CAPITOLO SESTO
DIALOGO E AMICIZIA SOCIALE
198. Avvicinarsi, esprimersi, ascoltarsi, guardarsi, conoscersi,
provare a comprendersi, cercare punti di contatto, tutto questo si
riassume nel verbo “dialogare”. Per incontrarci e aiutarci a vicenda
abbiamo bisogno di dialogare. Non c’è bisogno di dire a che serve il
dialogo. Mi basta pensare che cosa sarebbe il mondo senza il dialogo
paziente di tante persone generose che hanno tenuto unite famiglie e
comunità. Il dialogo perseverante e coraggioso non fa notizia come
gli scontri e i conflitti, eppure aiuta discretamente il mondo a
vivere meglio, molto più di quanto possiamo rendercene conto.
Il dialogo sociale verso una nuova cultura
199. Alcuni provano a fuggire dalla realtà rifugiandosi in mondi
privati, e altri la affrontano con violenza distruttiva, ma «tra
l’indifferenza egoista e la protesta violenta c’è un’opzione sempre
possibile: il dialogo.
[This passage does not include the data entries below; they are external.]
PR #992, opened 2021-01-11
Fix bug involving cascading suppression error

LWprogramming:
Suppose a GraphQL schema contains the following types:

```
type Human  {
  name: String
  pet: Dog
}

type Dog {
  id: String
}
```

It would be illegal to suppress the type `Dog` because the type `Human` still has a field `pet` of type `Dog`, but if the field `pet` was also suppressed, this would be a legal schema transformation. Previously, the code would incorrectly raise a `CascadingSuppressionError` regardless of whether or not `pet` was suppressed-- this PR fixes that bug.


LWprogramming:
Something seems to have gone wrong with the pull request (frozen tests, no webhooks working etc) while creating it so I'm going to close and re-open to see if that fixes it

obi1kenobi (approved):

Il dialogo tra le generazioni, il dialogo nel
popolo, perché tutti siamo popolo, la capacità di dare e ricevere,
rimanendo aperti alla verità. Un Paese cresce quando dialogano in
modo costruttivo le sue diverse ricchezze culturali: la cultura
popolare, la cultura universitaria, la cultura giovanile, la cultura
artistica e la cultura tecnologica, la cultura economica e la
cultura della famiglia, e la cultura dei media».[196]
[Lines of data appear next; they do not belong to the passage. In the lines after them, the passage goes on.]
PR #994, opened 2021-01-15
Move builtin scalar renaming check to code rather than separate validation step

LWprogramming:
Schema renaming currently has some technical debt where there is a separate validation step before actually attempting to use the renamings to modify the schema. For this to work, it requires us to keep the validation code and the processing code in sync, which  we'd like to avoid in favor of attempting to modify the schema directly and gathering errors if something goes wrong.

In this PR, I move a validation step into the code that actually performs the renaming.

### DIFF
--- a/graphql_compiler/schema_transformation/rename_schema.py
+++ b/graphql_compiler/schema_transformation/rename_schema.py
@@ -626,8 +626,8 @@ class RenameSchemaTypesVisitor(Visitor):
     type_renamed_to_builtin_scalar_conflicts: Dict[str, str]
 
     # Collects naming errors that arise from attempting to rename a builtin scalar. If
-    # type_renamings["String"] == "Foo" when there is a String field in the schema,
-    # illegal_builtin_scalar_renamings will map "String" to "Foo"
+    # type_renamings["String"] == "Foo" schema, illegal_builtin_scalar_renamings will contain
+    # "String"
     illegal_builtin_scalar_renamings: Set[str]
 
     # reverse_name_map maps renamed type name to original type name, containing all non-suppressed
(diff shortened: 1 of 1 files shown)


graphql_compiler/schema_transformation/rename_schema.py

200. Spesso si confonde il dialogo con qualcosa di molto diverso: un
febbrile scambio di opinioni nelle reti sociali, molte volte
orientato da un’informazione mediatica non sempre affidabile. Sono
solo monologhi che procedono paralleli, forse imponendosi
all’attenzione degli altri per i loro toni alti e aggressivi. Ma i
monologhi non impegnano nessuno, a tal punto che i loro contenuti
non di rado sono opportunistici e contraddittori.